The Transformation we are Living Through Today is as Dizzying as it is Exciting

The Transformation we are Living Through Today is as Dizzying as it is Exciting

By Jose Del Rio,
Editor-in-Chief
of La Nacion,
Argentina


Every day, 24 hours a day, a screen lights up the nerve centre of the newsroom. It is where quick decisions and detailed planning take place, to produce both the stories that generate real-time shockwaves, and those that delight readers with their originality and style. It is an infinite pool of ideas that includes the talent of 356 journalists, the programmed agenda of our daily drone and visualisations that make the complex appear simple. That screen shows what our 330,000 digital subscribers are doing, minute by minute.

On other screens we can track the trends of the moment, and compare the activity of our content and our competitors’ content, along with what’s happening on TV in real time. We even calculate a specific score based on how much time readers engage with our content, how greatly a story interests them and what feelings it elicits. It is not a question of big data, but of smart data.


This article appeared in the 2020 special edition of the The Innovation in News Media World Report. Get your copy of the report today.

Our direction is clear: quality journalism on every platform, now and going forward. And this isn’t just an advertising slogan: it means striving for constant improvement, embracing successes and errors, following clues in the search for new formulas, learning to try and fail and start over. This requires important and necessary changes in the way we search for stories, and, above all, how we tell them. It also means evolving according to our readers’ habits: habits that combine time frames, trends, and inputs from the most diverse sources. Silos were destroyed long ago. Vertical divisions have been replaced by horizontal work cells in multidisciplinary teams built around projects and themes. Data flows through different arteries and reaches a heart that remains constant: the newsroom. 
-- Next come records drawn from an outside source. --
PR #4671, opened 2026-09-03
Fix run service job renewal retry

### LINKED ISSUE #4635: Run Service renewal throws NullReferenceException after a post-success failure and abandons the active job
**Describe the bug**

For Run Service jobs, if lease renewal succeeds at least once and a later renewal throws a non-terminal exception, the renewal task can fail with `NullReferenceException`. The active worker is then cancelled and the job is reported as `Abandoned`, even though the most recently acquired lease is still valid.

In the Run Service overload of `RenewJobRequestAsync`, `request` is initialized to `null` and never assigned:

```csharp
TaskAgentJobRequest request = null;

var renewResponse = await runServer.RenewJobAsync(planId, jobId, token);
```

After the first successful renewal, the exception path reads:

```csharp
remainingTime = request.LockedUntil.Value + TimeSpan.FromMinutes(5) - DateTime.UtcNow;
```

The successful response is stored in `renewResponse`, but the retry path reads `request.LockedUntil`. Therefore, a generic renewal exception after the first success causes a `NullReferenceException`.

Relevant source:

- https://github.com/actions/runner/blob/v2.336.0/src/Runner.Listener/JobDispatcher.cs#L748-L850
- https://github.com/actions/runner/blob/main/src/Runner.Listener/JobDispatcher.cs#L748-L850

The same implementation is present in `v2.336.0` and in `main` as of 2026-08-14.

**To Reproduce**

This can be reproduced at unit level:

1. Configure `IRunServer.RenewJobAsync` to return a successful `RenewJobResponse` with a future `LockedUntil`.
2. Allow the next renewal cycle to start.
3. Configure the next call to throw `HttpRequestException` or another generic exception.
4. Observe that `RenewJobRequestAsync` throws `NullReferenceException` instead of entering the lease-window retry path.
5. The completed/faulted renewal task causes `RunAsync` to cancel the worker and report the job as `Abandoned`.

**Expected behavior**

After a successful renewal, a later retriable exception should use the most recent `LockedUntil` value and continue retrying within the existing lease window, including the configured five-minute buffer. The active worker should not be cancelled while that retry window remains valid.

- Runner version: `2.336.0`
- Platform: Linux x64
- Environment: self-hosted runner in a Kubernetes Pod

## What's not working?

The issue was observed twice on the same runner during a period of TLS/network instability.

First occurrence:

```text
[2026-08-14 05:23:22Z] Successfully renew job <job-id>,
    job is valid till 08/14/2026 05:33:22

[2026-08-14 05:26:45Z] Back off ... before next retry. 1 attempt left.

[2026-08-14 05:26:55Z] Catch exception during renew runner job <job-id>.
System.Net.Http.HttpRequestException: The SSL connection could not be established.
System.IO.IOException: Received an unexpected EOF or 0 bytes from the transport stream.

[2026-08-14 05:26:55Z] Send job cancellation message to worker for job <job-id>.
[2026-08-14 05:29:31Z] Job completed with result: Abandoned
[2026-08-14 05:29:37Z] System.NullReferenceException:
    Object reference not set to an instance of an object.
    at GitHub.Runner.Listener.JobDispatcher.RenewJobRequestAsync(IRunServer runServer, ...)
```

The `RunServer` request layer made five total attempts—one initial attempt and four retries—before the exception reached `JobDispatcher`.

A second job showed the same sequence:

```text
05:51:45  Last successful renewal; valid until 06:01:45
05:55:27  Renewal exception and immediate worker cancellation
06:00:26  Job reported as Abandoned
06:08:48  NullReferenceException surfaced
```

The delayed `NullReferenceException` is surfaced when the already-faulted renewal task is later awaited; worker cancellation begins as soon as that task becomes completed.

## Job Log Output

The active workflow step was cancelled without a workflow cancellation request.

The worker received the cancellation at the same time as the renewal failure:

```text
[2026-08-14 05:26:55Z] Cancellation/Shutdown message received.
[2026-08-14 05:26:55Z] Cancel current running step.
[2026-08-14 05:26:55Z] Sending SIGINT to process <pid>.
[2026-08-14 05:27:03Z] Sending SIGTERM to process <pid>.
[2026-08-14 05:27:05Z] Kill entire process tree since both cancel and terminate signal have been ignored.
```

Full diagnostic logs contain environment-specific information and can be provided privately if needed.

**Possible fix direction**

One option would be to retain the most recent `renewResponse.LockedUntil` value and use it in the exception path instead of reading the unassigned `request`.

A regression test could cover the Run Service sequence:

```text
successful renewal -> generic exception -> retry/recovery
```

The existing Run Service test covers the terminal `TaskOrchestrationJobNotFoundException` case, but not a generic exception after a successful renewal:

https://github.com/actions/runner/blob/main/src/Test/L0/Listener/JobDispatcherL0.cs#L219-L285

The affected Run Service renewal overload was introduced in https://github.com/actions/runner/pull/2461.

ishu599:
Fixes #4635.

Run Service job renewal could throw a `NullReferenceException` when a renewal failed after a previous renewal had succeeded.

The retry path was using `request.LockedUntil`, but `request` is never initialized in the `IRunServer` renewal flow. This caused the renewal task to fail and the active job to be abandoned.

This change:
- Tracks the `LockedUntil` value from the last successful renewal.
- Uses the last successful lock expiration when calculating the retry time.
- Updates the retry logging to use the last successful lock expiration.
- Adds a regression test covering a successful renewal followed by a generic failure and a successful retry.

## Testing

- Added a regression test for Run Service job renewal retry.
- Verified the test passes with the fix.
- Verified the test fails with the previous implementation due to `NullReferenceException`.

### DIFF
--- a/src/Runner.Listener/JobDispatcher.cs
+++ b/src/Runner.Listener/JobDispatcher.cs
@@ -747,7 +747,7 @@ namespace GitHub.Runner.Listener
 
         private async Task RenewJobRequestAsync(IRunServer runServer, Guid planId, Guid jobId, TaskCompletionSource<int> firstJobRequestRenewed, CancellationToken token)
         {
-            TaskAgentJobRequest request = null;
+            DateTime? lastSuccessfulLockedUntil = null;
             int firstRenewRetryLimit = 5;
             int encounteringError = 0;
 
@@ -759,6 +759,7 @@ namespace GitHub.Runner.Listener
                 {
                     var renewResponse = await runServer.RenewJobAsync(planId, jobId, token);
                     Trace.Info($"Successfully renew job {jobId}, job is valid till {renewResponse.LockedUntil}");
+                    lastSuccessfulLockedUntil = renewResponse.LockedUntil;
 
                     if (!firstJobRequestRenewed.Task.IsCompleted)
                     {
@@ -807,7 +808,7 @@ namespace GitHub.Runner.Listener
                     else
                     {
                         // retry till reach lockeduntil + 5 mins extra buffer.
-                        remainingTime = request.LockedUntil.Value + TimeSpan.FromMinutes(5) - DateTime.UtcNow;
+                        remainingTime = lastSuccessfulLockedUntil.Value + TimeSpan.FromMinutes(5) - DateTime.UtcNow;
                     }
 
                     if (remainingTime > TimeSpan.Zero)
@@ -820,7 +821,7 @@ namespace GitHub.Runner.Listener
                         }
                         else
                         {
-                            Trace.Info($"Retrying lock renewal for job {jobId}. Job is valid until {request.LockedUntil.Value}.");
+                            Trace.Info($"Retrying lock renewal for job {jobId}. Job is valid until {lastSuccessfulLockedUntil.Value}.");
                             if (encounteringError > 5)
                             {
                                 delayTime = BackoffTimerHelper.GetRandomBackoff(TimeSpan.FromSeconds(15), TimeSpan.FromSeconds(30));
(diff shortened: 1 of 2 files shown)


ishu599:
check plz
nullreference issue is resolved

Maybe that is why it beats with a consistent and increasingly loud rhythm. By the time the COVID-19 pandemic is just a memory, definitive changes will have taken place. Teams will be strengthened, fewer meetings will be in-person and coordination will no longer require a large nerve centre. Innovation is cooked up in two phases: making the everyday distinctive, and making what is distinctive every day. 

This is about building a solid foundation that will make a difference to our journalistic DNA. The transformation we are living through today is as dizzying as it is exciting, and will be even more so in the coming decade. Digital media needs to reach readers promptly with disruptive formulas: it needs to be faster and higher quality, with more verification and without indulging in the growing phenomenon of disinformation or ‘fake news.’ We are forced to follow the changing habits of our audiences, who are increasingly sophisticated and demanding of what they consume on specific platforms at different times of day. That is, no doubt, a fundamental part of our reinvention. 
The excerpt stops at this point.